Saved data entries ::
***

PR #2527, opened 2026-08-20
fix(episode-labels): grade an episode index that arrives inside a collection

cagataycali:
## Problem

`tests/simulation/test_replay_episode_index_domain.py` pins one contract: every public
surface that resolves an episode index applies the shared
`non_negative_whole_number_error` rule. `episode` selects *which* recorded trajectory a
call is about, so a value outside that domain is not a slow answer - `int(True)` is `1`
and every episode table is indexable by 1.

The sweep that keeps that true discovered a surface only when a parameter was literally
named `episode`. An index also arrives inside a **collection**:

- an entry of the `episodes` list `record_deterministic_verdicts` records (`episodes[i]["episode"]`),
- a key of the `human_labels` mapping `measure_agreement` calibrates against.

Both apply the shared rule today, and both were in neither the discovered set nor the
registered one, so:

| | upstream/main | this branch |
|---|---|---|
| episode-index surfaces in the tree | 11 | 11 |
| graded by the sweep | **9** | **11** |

***

Starting at the line that contains "The sweep that" and stopping after the line that contains "- a key of the", write out every line exactly as it appears above, and no other line.

EXERCISE ANSWER ::
The sweep that keeps that true discovered a surface only when a parameter was literally
named `episode`. An index also arrives inside a **collection**:

- an entry of the `episodes` list `record_deterministic_verdicts` records (`episodes[i]["episode"]`),
- a key of the `human_labels` mapping `measure_agreement` calibrates against.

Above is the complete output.